= EXTRACTED ENTRIES =
★ ★ ★ ★

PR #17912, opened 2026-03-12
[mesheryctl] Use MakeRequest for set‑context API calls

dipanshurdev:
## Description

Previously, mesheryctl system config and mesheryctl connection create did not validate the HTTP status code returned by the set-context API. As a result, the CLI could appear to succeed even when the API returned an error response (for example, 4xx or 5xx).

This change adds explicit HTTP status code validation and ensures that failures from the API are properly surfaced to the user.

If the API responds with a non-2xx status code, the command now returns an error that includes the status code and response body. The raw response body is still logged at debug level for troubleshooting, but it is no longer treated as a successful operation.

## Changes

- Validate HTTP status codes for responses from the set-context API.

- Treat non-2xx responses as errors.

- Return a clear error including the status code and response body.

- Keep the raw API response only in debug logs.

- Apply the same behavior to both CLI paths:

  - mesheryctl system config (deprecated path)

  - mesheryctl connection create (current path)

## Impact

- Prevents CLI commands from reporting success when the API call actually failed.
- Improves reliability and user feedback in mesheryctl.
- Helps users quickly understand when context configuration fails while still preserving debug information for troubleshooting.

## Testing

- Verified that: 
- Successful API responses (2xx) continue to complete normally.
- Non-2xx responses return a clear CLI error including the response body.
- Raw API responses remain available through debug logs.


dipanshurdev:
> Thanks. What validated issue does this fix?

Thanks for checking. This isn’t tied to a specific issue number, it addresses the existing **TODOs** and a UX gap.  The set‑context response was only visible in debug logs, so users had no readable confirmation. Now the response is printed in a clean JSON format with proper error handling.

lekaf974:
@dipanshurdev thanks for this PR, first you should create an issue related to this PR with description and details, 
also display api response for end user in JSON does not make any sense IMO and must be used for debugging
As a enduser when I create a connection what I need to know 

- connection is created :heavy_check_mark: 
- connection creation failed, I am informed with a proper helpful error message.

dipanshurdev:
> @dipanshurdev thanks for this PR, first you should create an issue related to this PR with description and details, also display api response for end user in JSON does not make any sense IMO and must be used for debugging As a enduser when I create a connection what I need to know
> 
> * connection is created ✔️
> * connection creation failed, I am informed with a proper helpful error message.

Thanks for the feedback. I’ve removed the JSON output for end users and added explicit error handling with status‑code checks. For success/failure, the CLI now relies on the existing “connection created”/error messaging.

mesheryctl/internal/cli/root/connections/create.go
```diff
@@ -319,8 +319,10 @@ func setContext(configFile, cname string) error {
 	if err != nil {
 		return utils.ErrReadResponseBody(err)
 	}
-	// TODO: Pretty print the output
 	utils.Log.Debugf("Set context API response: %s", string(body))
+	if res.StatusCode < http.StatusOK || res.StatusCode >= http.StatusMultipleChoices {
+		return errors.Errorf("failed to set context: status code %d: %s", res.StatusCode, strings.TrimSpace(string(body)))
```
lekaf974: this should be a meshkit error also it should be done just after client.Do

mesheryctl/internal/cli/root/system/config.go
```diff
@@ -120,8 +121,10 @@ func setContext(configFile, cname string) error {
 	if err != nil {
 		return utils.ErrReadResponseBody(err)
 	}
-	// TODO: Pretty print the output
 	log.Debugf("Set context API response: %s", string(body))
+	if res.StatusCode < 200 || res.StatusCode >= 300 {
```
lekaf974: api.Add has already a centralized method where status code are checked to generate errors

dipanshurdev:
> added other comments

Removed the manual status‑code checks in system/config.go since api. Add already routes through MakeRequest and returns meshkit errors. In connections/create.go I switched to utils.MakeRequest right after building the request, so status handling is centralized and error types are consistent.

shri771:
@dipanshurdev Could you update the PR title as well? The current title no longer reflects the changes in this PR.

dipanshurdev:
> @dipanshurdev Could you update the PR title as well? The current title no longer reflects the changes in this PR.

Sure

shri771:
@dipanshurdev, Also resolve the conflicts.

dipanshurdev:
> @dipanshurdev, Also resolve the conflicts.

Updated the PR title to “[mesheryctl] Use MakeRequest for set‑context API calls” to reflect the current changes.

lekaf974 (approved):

★ ★ ★ ★

= AIM OF THE EXERCISE =
Copy every line of the data that holds the string "does".

= TASK OUTPUT =
> Thanks. What validated issue does this fix?
also display api response for end user in JSON does not make any sense IMO and must be used for debugging
> @dipanshurdev thanks for this PR, first you should create an issue related to this PR with description and details, also display api response for end user in JSON does not make any sense IMO and must be used for debugging As a enduser when I create a connection what I need to know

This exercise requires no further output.